Hello, New Forum member here... I have a interesting problem with my '04 Maxima SE.( 6Sp manual) With 13K miles on it, I have noticed that in hot weather and in heavy stop and go traffic, the clutch pedal begins to feel mushy. Eventually, the the pedal will go down to about 3 inches from the floor and just lay there. At this point it is very difficult to shift. Strangely, after driving 15 miles or so in this condition and pulling off the freway, the pedal will return to normal. The dealer can find nothing wrong.... no fluid leakage or contamination. It has happened 3 times in as many weeks and I'm becoming very concerned about this behavior. Anyone else familiar with this problem and can offer suggestions?

Regards, 
Terry


----------



## asleepz (Feb 24, 2004)

Your master cylinder might be failing.


----------



## terrys (Sep 24, 2004)

SKD_Tech said:


> Your master cylinder might be failing.


 We're talking about the clutch pedal right?

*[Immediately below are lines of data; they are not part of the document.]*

PR #1852, opened 2022-11-14
Use login email instead of GAE user ID for RegistrarPoc

jianglai:
Switch to using the login email address instead of GAE user ID to
  identify console users. The primary use cases are:

  1) When the user logged in the registrar console, need to figure out
     which registrars they have access to (in
     AuthenticatedReigstrarAccess).

  2) When a user tries to apply a registry lock, needs to know if they
     can (in RegistryLockGetAction).

  Both cases are tested in alpha with a personal email address to ensure
  it does not get the permission due to being a GAE admin account.

  Also verified that the soy templates includes the hidden login email
  form field instead of GAE user ID when registrars are displayed on the
  console; and consequently when a contact update is posted to the server,
  the login email is part of the JSON payload. Even though it does not
  look like it is used in any way by RegistrarSettingsAction, which
  receives the POST request. Like GAE user ID, the field is hidden, so
  cannot be changed by the user from the console, it is also not used to
  identify the RegistryPoc entity, whose composite keys are the contact
  email and the registrar ID associated with it.

  The login email address is backfilled for all RegistrarPocs that have a
  non-null GAE user ID. The backfilled addresses converted to the same ID
  as stored in the database.

This change is [Reviewable](https://reviewable.io/reviews/google/nomulus/1852)


jianglai (commented):
> Reviewed 33 of 33 files at r1, 4 of 4 files at r2, all commit messages.
> *[Reviewable](https://reviewable.io/reviews/google/nomulus/1852)* status: :shipit: complete! all files reviewed, all discussions resolved (waiting on @jianglai)

ptkach (changes requested):
> Reviewed 28 of 33 files at r1, 3 of 4 files at r2, 3 of 3 files at r3, all commit messages.
> *[Reviewable](https://reviewable.io/reviews/google/nomulus/1852)* status: all files reviewed, 3 unresolved discussions (waiting on @gbrodman and @jianglai)

___
*[`core/src/main/java/google/registry/request/auth/AuthenticatedRegistrarAccessor.java` line 320 at r3](https://reviewable.io/reviews/google/nomulus/1852#-NHV1Ymv4aNckoRQBdXU:-NHV1Ymv4aNckoRQBdXV:b-bcrz2u) ([raw file](https://github.com/google/nomulus/blob/7fda77f6f3d99434e96df9c9c7dd05fbae35799b/core/src/main/java/google/registry/request/auth/AuthenticatedRegistrarAccessor.java#L320)):*
> ```Java
>                       .query(
>                           "SELECT r FROM Registrar r INNER JOIN RegistrarPoc rp ON r.registrarId ="
>                               + " rp.registrarId WHERE lower(rp.loginEmailAddress) = :email AND"
> ```

what about previously created records, before this change loginEmailAddress introduces a new column? I suppose they will be missed
___
*[`core/src/main/java/google/registry/ui/server/registrar/RegistryLockGetAction.java` line 127 at r3](https://reviewable.io/reviews/google/nomulus/1852#-NHV7FkgBm5WjFBaZoWv:-NHV7FkgBm5WjFBaZoWw:b-4gnlfe) ([raw file](https://github.com/google/nomulus/blob/7fda77f6f3d99434e96df9c9c7dd05fbae35799b/core/src/main/java/google/registry/ui/server/registrar/RegistryLockGetAction.java#L127)):*
> ```Java
>     ImmutableList<RegistrarPoc> matchingContacts =
>         registrar.getContacts().stream()
>             .filter(contact -> contact.getLoginEmailAddress() != null)
> ```

Since we're not backfilling this is going to filter out all records created before this change, won't it? 



_Code quote:_
```Java
.filter(contact -> contact.getLoginEmailAddress() != null)
```
___
*[`core/src/main/resources/google/registry/ui/soy/registrar/ContactSettings.soy` line 186 at r3](https://reviewable.io/reviews/google/nomulus/1852#-NHV3UkeDRsinaYIq3-J:-NHV3UkeDRsinaYIq3-K:b-7djp5q) ([raw file](https://github.com/google/nomulus/blob/7fda77f6f3d99434e96df9c9c7dd05fbae35799b/core/src/main/resources/google/registry/ui/soy/registrar/ContactSettings.soy#L186)):*
> ```soy
>       {/if}
>     </table>
>     {if isNonnull($item['loginEmailAddress'])}
> ```

I presume it should work as it's just a rename, but I'm not sure how - for input hidden to be submitted with an action it should be a part of a form and I don't see any enclosing form tag for it, probably it's located somewhere else.

jianglai (commented):
> *[Reviewable](https://reviewable.io/reviews/google/nomulus/1852)* status: all files reviewed, 3 unresolved discussions (waiting on @gbrodman and @ptkach)

___
*[`core/src/main/java/google/registry/request/auth/AuthenticatedRegistrarAccessor.java` line 320 at r3](https://reviewable.io/reviews/google/nomulus/1852#-NHV1Ymv4aNckoRQBdXU:-NHVDU8-0nw2753KH5h3:b4ovjxv) ([raw file](https://github.com/google/nomulus/blob/7fda77f6f3d99434e96df9c9c7dd05fbae35799b/core/src/main/java/google/registry/request/auth/AuthenticatedRegistrarAccessor.java#L320)):*

what about previously created records, before this change loginEmailAddress introduces a new column? I suppose they will be missed
</blockquote></details>

I'm in the process of backfilling the `login_email_address` column. The schema just went in this Monday on production.
___
*[`core/src/main/java/google/registry/ui/server/registrar/RegistryLockGetAction.java` line 127 at r3](https://reviewable.io/reviews/google/nomulus/1852#-NHV7FkgBm5WjFBaZoWv:-NHVDfev21nn0BUyL6vh:b2w9zl3) ([raw file](https://github.com/google/nomulus/blob/7fda77f6f3d99434e96df9c9c7dd05fbae35799b/core/src/main/java/google/registry/ui/server/registrar/RegistryLockGetAction.java#L127)):*

Since we're not backfilling this is going to filter out all records created before this change, won't it? 
</blockquote></details>

Same as above, we will be backfilling this column.
___
*[`core/src/main/resources/google/registry/ui/soy/registrar/ContactSettings.soy` line 186 at r3](https://reviewable.io/reviews/google/nomulus/1852#-NHV3UkeDRsinaYIq3-J:-NHVElal23sJt7ExK4kj:b-y8570b) ([raw file](https://github.com/google/nomulus/blob/7fda77f6f3d99434e96df9c9c7dd05fbae35799b/core/src/main/resources/google/registry/ui/soy/registrar/ContactSettings.soy#L186)):*

I presume it should work as it's just a rename, but I'm not sure how - for input hidden to be submitted with an action it should be a part of a form and I don't see any enclosing form tag for it, probably it's located somewhere else.
</blockquote></details>

From what I understand, when you go to this fragment (`/registrar#contact-settings/someone@somedomain.com`), an XHR request is POSTed to `RegistrarSettingsActions` (with argument `op: "read"`), which returns a JSON presentation of the registrar, which contains the list of registrar contacts (`RegistrarPoc`).

The JSON response is then used by soy to generate the HTML, with the form pre-populated with the relevant registrar contact's current info when you click "Edit". This is there the hidden form field goes. When you click on "Save", another XHR is POSTed to the same action (with argument `op: "update"`), including whatever information is in the form.

I verified that hidden tag does exist on that page with developer tools. I think it's hidden because we do not want it changed by the user. We use the JSON payload in an update request to construct `RegistrarPoc` objects, which is then saved to the database, so the JSON request needs to contain all the information required to construct a `RegistrarPoc`, including the login email address, or the gae user id previously:

https://cs.opensource.google/nomulus/nomulus/+/master:core/src/main/java/google/registry/ui/server/registrar/RegistrarSettingsAction.java;l=274;drc=b1ee1e84418cd0c1da6e63eb123be2ae094da121;bpv=0;bpt=1

gbrodman (changes requested):
> *[Reviewable](https://reviewable.io/reviews/google/nomulus/1852)* status: all files reviewed, 3 unresolved discussions (waiting on @ptkach)

___
*[`core/src/main/java/google/registry/request/auth/AuthenticatedRegistrarAccessor.java` line 320 at r3](https://reviewable.io/reviews/google/nomulus/1852#-NHV1Ymv4aNckoRQBdXU:-NHVNnOhCa8kOM2HCL0I:b-beruh9) ([raw file](https://github.com/google/nomulus/blob/7fda77f6f3d99434e96df9c9c7dd05fbae35799b/core/src/main/java/google/registry/request/auth/AuthenticatedRegistrarAccessor.java#L320)):*

I'm in the process of backfilling the `login_email_address` column. The schema just went in this Monday on production.
</blockquote></details>

how are we backfilling this? I don't see a PR to that effect yet, but I might just be missing it.

jianglai (commented):
> *[Reviewable](https://reviewable.io/reviews/google/nomulus/1852)* status: all files reviewed, 3 unresolved discussions (waiting on @ptkach)

___
*[`core/src/main/java/google/registry/request/auth/AuthenticatedRegistrarAccessor.java` line 320 at r3](https://reviewable.io/reviews/google/nomulus/1852#-NHV1Ymv4aNckoRQBdXU:-NHVnl8qCDZXGKOTM2Jt:brbqunz) ([raw file](https://github.com/google/nomulus/blob/7fda77f6f3d99434e96df9c9c7dd05fbae35799b/core/src/main/java/google/registry/request/auth/AuthenticatedRegistrarAccessor.java#L320)):*

how are we backfilling this? I don't see a PR to that effect yet, but I might just be missing it. 
</blockquote></details>

Mostly just picking the contact email address, trying to convert it to a GAE user Id, and check if it matches the one stored in the database. If yes, copy this email over to the login email address field. If not, the best guess is registry-id@registry.google, which we then test against the stored GAE user id.

If both failed, we'll have to log into the dasher domain admin console and look for the user account, but from what I can see on alpha and sandbox, those two guesses covered all cases other than one, which seems is for an registrar that genuinely doesn't have a dasher account set up in OT&E environment...

The code that I am using is here:

https://github.com/jianglai/nomulus/blob/b2af6f650a941229e02c690ce5ff686718ae53f6/core/src/main/java/google/registry/tools/javascrap/BackfillRegistrarPocLoginEmailCommand.java

I don't think it is necessary to check in this throwaway code, but if you think it is, I can certainly open a PR.

gbrodman (commented):
> *[Reviewable](https://reviewable.io/reviews/google/nomulus/1852)* status: all files reviewed, 3 unresolved discussions (waiting on @ptkach)

___
*[`core/src/main/java/google/registry/request/auth/AuthenticatedRegistrarAccessor.java` line 320 at r3](https://reviewable.io/reviews/google/nomulus/1852#-NHV1Ymv4aNckoRQBdXU:-NHVwVnL7yizG0UQkvy4:bnhb2c7) ([raw file](https://github.com/google/nomulus/blob/7fda77f6f3d99434e96df9c9c7dd05fbae35799b/core/src/main/java/google/registry/request/auth/AuthenticatedRegistrarAccessor.java#L320)):*

Mostly just picking the contact email address, trying to convert it to a GAE user Id, and check if it matches the one stored in the database. If yes, copy this email over to the login email address field. If not, the best guess is registry-id@registry.google, which we then test against the stored GAE user id.

If both failed, we'll have to log into the dasher domain admin console and look for the user account, but from what I can see on alpha and sandbox, those two guesses covered all cases other than one, which seems is for an registrar that genuinely doesn't have a dasher account set up in OT&E environment...

The code that I am using is here:

https://github.com/jianglai/nomulus/blob/b2af6f650a941229e02c690ce5ff686718ae53f6/core/src/main/java/google/registry/tools/javascrap/BackfillRegistrarPocLoginEmailCommand.java

I don't think it is necessary to check in this throwaway code, but if you think it is, I can certainly open a PR.
</blockquote></details>

I don't know necessarily that we need to check it in, but we should definitely be documenting somewhere what email addresses we assign / guess. Just in case things go wrong in the future I suppose?

jianglai (commented):
> *[Reviewable](https://reviewable.io/reviews/google/nomulus/1852)* status: all files reviewed, 3 unresolved discussions (waiting on @ptkach)

___
*[`core/src/main/java/google/registry/request/auth/AuthenticatedRegistrarAccessor.java` line 320 at r3](https://reviewable.io/reviews/google/nomulus/1852#-NHV1Ymv4aNckoRQBdXU:-NHVx1vv3UpWpONXT6GS:btr9ywm) ([raw file](https://github.com/google/nomulus/blob/7fda77f6f3d99434e96df9c9c7dd05fbae35799b/core/src/main/java/google/registry/request/auth/AuthenticatedRegistrarAccessor.java#L320)):*

I don't know necessarily that we need to check it in, but we should definitely be documenting somewhere what email addresses we assign / guess. Just in case things go wrong in the future I suppose? 
</blockquote></details>

Yes, once production backfill is done, I think we will have a better understanding of what caveats we want to document.

jianglai (commented):
Backfill is complete.

> *[Reviewable](https://reviewable.io/reviews/google/nomulus/1852#-:-NI4GzQ59jfdULgaWNvk:bg0j6kw)* status: all files reviewed, 4 unresolved discussions (waiting on @gbrodman and @ptkach)

___
*[`core/src/main/java/google/registry/request/auth/AuthenticatedRegistrarAccessor.java` line 323 at r3](https://reviewable.io/reviews/google/nomulus/1852#-NI3Gta16aoigl552yR5:-NI4BQY21JRkCaSYq1A7:b9mazoj) ([raw file](https://github.com/google/nomulus/blob/5114fb3b1d817dea75287abc2a07c01cef13cf58/core/src/main/java/google/registry/request/auth/AuthenticatedRegistrarAccessor.java#L323)):*

out of curiosity, why use Ascii.toLowerCase rather than String's built-in lowercase method? 
</blockquote></details>

To be honest, I just searched for "toLowerCase" in our code base and used the first one I found... I don't think there's a difference and we do use both in the code base. I believe with String's built-in method you can supply an encoding, but ASCII should suffice for email addresses. 
___
*[`core/src/main/java/google/registry/tools/RegistrarPocCommand.java` line 183 at r3](https://reviewable.io/reviews/google/nomulus/1852#-NI3p9Hm1Rz2pLyQx6El:-NI4CDY14ABef8mV83TM:b-oxgb06) ([raw file](https://github.com/google/nomulus/blob/5114fb3b1d817dea75287abc2a07c01cef13cf58/core/src/main/java/google/registry/tools/RegistrarPocCommand.java#L183)):*

nit, but the formatting on this comment got messed up 
</blockquote></details>

Good find!
___
*[`core/src/main/resources/google/registry/ui/soy/registrar/ContactSettings.soy` line 186 at r3](https://reviewable.io/reviews/google/nomulus/1852#-NHV3UkeDRsinaYIq3-J:-NI4GLtOD3apXWPubF87:bzbpuo3) ([raw file](https://github.com/google/nomulus/blob/5114fb3b1d817dea75287abc2a07c01cef13cf58/core/src/main/resources/google/registry/ui/soy/registrar/ContactSettings.soy#L186)):*

yeah this is correct, basically the existing console bases everything around the "Registrar" object which contains pretty much everything related to the registrar, including contacts. 
</blockquote></details>

Thanks for confirming.

gbrodman (approved):
> *[Reviewable](https://reviewable.io/reviews/google/nomulus/1852)* status: all files reviewed, 3 unresolved discussions (waiting on @ptkach)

Isn't the master cylinder for the brake pedal? 

Regards,
Terry


----------



## asleepz (Feb 24, 2004)

I am pretty sure your clutch is hydraulic isn't it? If it is the little thing for clutch fluid is your master cylinder for your clutch. You have 2 master cylinders if you have a hydraulic clutch. One for brakes and one for the clutch. Big one = brakes little bitty one = clutch


----------



## terrys (Sep 24, 2004)

SKD_Tech said:


> I am pretty sure your clutch is hydraulic isn't it? If it is the little thing for clutch fluid is your master cylinder for your clutch. You have 2 master cylinders if you have a hydraulic clutch. One for brakes and one for the clutch. Big one = brakes little bitty one = clutch



Ahh! Got it. Thanks for the explanation. 

Regards,
Terry


----------



## asleepz (Feb 24, 2004)

no problem. Have you tried bleeding your clutch


----------



## terrys (Sep 24, 2004)

SKD_Tech said:


> no problem. Have you tried bleeding your clutch


No, for a couple of reasons... 1, the car is under warrenty still. I had it in last week and they could find nothing wrong. From the information you have supplied, at least I can ask them if they checked the master cylinder, bled the clutch etc. They didn't mention anything of that sort last time. So my guess is that they did a visual only. But as I said, this is the 3rd time this has happened. The car goes back next Tuesday. I'm somewhat better informed now....thanks.

The 2 reason is... I don't know how. :>)

Regards,
Terry


----------



## asleepz (Feb 24, 2004)

Ahhh it's no biggy but since it's under waranty it doesn't matter. Make them fix it fo free


----------